Effect of diabetes mellitus on hepatic resection
K. Yanaga, T. Matsumata, H. Hayashi, M. Shimada, K. Urata, T. Suehiro and K. Sugimachi
Department of Surgery II, Kyushu University, Faculty of Medicine, Fukuoka, Japan.
We evaluated the effect of diabetes mellitus on mortality and morbidity
after elective hepatic resections. Of 209 patients who underwent hepatic
resections between April 1985 and July 1990, 49 (23.4%) were diabetic.

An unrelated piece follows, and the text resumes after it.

PR #193, opened 2026-05-08
feat: Sign and notarize macOS binary

marcoesters:
## Summary

Sign and notarize (for production builds) macOS binaries. Authentication is performed using environment secrets, which are restricted to releases for `prod` credentials. [Runtime hardening](https://developer.apple.com/documentation/security/hardened-runtime) is enabled for the binary.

Postoperative morbidity was more common among diabetics than among
nondiabetics (75.5% vs 51.3%), mainly due to hepatic decompensation (55.1%
vs 36.3%) and intraperitoneal sepsis (18.4% vs 6.3%). However, their
incidence of hospital death (2% vs 2.5%), mean +/- SD postoperative
hospital stay (36.1 +/- 20.2 days vs 29.4 +/- 28.2 days), and long-term
survival were comparable with those of nondiabetics. Diabetics with and
without complications were similar in preoperative or postoperative insulin
requirement, duration of diabetes, and preoperative fasting glucose.
Nevertheless, all eight patients with 24-hour urinary glucose excretion
above 1 g developed complications. We conclude that diabetics are at a high
risk of morbidity, but not of mortality after elective hepatic resection.